Your assignment: If a line in the entries includes "path", show that line.

(Given entries begins)

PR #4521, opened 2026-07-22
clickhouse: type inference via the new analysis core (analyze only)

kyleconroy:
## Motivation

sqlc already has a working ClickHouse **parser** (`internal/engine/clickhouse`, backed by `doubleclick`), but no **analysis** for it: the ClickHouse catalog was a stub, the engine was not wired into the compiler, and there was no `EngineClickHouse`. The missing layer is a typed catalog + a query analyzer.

(Given entries ends)
(Given entries begins)

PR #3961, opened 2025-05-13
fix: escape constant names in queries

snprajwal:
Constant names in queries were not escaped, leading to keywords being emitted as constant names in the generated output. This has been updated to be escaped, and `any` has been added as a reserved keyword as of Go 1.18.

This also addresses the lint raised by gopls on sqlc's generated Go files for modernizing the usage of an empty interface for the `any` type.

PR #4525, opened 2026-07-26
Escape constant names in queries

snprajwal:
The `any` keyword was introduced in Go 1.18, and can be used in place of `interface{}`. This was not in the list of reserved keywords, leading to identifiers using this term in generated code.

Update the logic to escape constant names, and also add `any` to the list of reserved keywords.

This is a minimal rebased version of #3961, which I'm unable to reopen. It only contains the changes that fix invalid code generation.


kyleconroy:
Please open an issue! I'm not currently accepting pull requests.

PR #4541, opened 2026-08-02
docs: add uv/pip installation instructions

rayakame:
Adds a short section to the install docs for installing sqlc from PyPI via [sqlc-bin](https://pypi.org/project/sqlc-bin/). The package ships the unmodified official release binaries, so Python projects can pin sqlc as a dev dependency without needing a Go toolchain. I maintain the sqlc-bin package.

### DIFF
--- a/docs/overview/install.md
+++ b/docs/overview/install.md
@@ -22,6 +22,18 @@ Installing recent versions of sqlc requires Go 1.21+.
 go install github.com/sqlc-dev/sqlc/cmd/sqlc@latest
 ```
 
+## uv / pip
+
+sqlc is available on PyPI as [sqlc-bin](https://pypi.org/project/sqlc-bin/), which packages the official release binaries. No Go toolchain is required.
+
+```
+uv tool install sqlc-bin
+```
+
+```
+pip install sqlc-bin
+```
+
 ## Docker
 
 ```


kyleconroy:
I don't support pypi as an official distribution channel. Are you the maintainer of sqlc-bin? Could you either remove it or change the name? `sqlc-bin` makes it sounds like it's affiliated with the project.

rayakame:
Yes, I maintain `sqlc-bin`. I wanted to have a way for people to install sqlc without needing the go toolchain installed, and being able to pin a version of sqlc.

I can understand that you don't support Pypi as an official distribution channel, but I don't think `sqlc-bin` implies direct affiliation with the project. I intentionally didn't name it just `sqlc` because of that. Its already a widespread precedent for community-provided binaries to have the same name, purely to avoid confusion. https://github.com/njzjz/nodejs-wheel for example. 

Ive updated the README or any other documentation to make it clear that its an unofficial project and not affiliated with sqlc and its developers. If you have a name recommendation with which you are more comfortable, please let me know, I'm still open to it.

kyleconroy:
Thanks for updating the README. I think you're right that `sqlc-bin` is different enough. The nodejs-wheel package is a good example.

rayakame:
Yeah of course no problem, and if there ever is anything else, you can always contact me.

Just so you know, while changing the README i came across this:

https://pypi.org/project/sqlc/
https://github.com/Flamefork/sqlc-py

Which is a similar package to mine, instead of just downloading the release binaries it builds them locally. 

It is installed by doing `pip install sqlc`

(Given entries ends)
(Given entries begins)

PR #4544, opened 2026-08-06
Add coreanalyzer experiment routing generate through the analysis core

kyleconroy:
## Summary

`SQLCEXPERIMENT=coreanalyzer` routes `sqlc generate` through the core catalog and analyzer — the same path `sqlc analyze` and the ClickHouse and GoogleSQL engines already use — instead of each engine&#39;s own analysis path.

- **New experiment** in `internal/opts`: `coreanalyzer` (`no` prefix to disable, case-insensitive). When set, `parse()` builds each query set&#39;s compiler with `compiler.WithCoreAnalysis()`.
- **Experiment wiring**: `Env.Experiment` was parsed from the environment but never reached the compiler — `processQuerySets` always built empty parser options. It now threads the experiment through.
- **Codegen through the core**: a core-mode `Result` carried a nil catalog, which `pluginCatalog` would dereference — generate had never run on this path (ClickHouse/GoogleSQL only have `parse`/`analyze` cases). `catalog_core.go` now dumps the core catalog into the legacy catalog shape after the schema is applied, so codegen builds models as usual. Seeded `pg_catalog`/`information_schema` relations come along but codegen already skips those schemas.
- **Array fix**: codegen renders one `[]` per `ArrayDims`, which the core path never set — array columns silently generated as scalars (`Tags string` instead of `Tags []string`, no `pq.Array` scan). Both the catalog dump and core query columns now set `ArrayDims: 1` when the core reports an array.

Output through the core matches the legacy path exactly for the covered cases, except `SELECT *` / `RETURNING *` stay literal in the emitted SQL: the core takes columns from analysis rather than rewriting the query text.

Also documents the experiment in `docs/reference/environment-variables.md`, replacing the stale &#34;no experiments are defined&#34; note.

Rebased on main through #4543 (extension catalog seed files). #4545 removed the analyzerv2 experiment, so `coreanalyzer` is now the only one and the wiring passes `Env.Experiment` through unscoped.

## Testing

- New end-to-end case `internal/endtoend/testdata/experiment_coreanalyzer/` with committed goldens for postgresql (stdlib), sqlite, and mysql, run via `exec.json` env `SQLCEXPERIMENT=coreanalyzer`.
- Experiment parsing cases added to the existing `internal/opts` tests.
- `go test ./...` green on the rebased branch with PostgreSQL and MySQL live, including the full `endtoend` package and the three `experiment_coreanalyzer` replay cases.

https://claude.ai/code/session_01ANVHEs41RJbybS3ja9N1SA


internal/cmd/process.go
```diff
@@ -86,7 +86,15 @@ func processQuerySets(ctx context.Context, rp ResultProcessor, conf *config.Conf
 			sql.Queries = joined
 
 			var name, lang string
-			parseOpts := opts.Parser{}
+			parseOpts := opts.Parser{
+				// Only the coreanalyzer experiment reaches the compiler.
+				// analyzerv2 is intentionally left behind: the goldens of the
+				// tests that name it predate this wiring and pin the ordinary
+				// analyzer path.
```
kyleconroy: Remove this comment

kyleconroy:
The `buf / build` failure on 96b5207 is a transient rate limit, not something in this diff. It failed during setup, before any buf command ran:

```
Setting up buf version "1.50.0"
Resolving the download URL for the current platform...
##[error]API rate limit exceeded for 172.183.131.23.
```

(Given entries ends)

Response area:
`SQLCEXPERIMENT=coreanalyzer` routes `sqlc generate` through the core catalog and analyzer — the same path `sqlc analyze` and the ClickHouse and GoogleSQL engines already use — instead of each engine&#39;s own analysis path.
- **Codegen through the core**: a core-mode `Result` carried a nil catalog, which `pluginCatalog` would dereference — generate had never run on this path (ClickHouse/GoogleSQL only have `parse`/`analyze` cases). `catalog_core.go` now dumps the core catalog into the legacy catalog shape after the schema is applied, so codegen builds models as usual. Seeded `pg_catalog`/`information_schema` relations come along but codegen already skips those schemas.
- **Array fix**: codegen renders one `[]` per `ArrayDims`, which the core path never set — array columns silently generated as scalars (`Tags string` instead of `Tags []string`, no `pq.Array` scan). Both the catalog dump and core query columns now set `ArrayDims: 1` when the core reports an array.
Output through the core matches the legacy path exactly for the covered cases, except `SELECT *` / `RETURNING *` stay literal in the emitted SQL: the core takes columns from analysis rather than rewriting the query text.
+				// analyzer path.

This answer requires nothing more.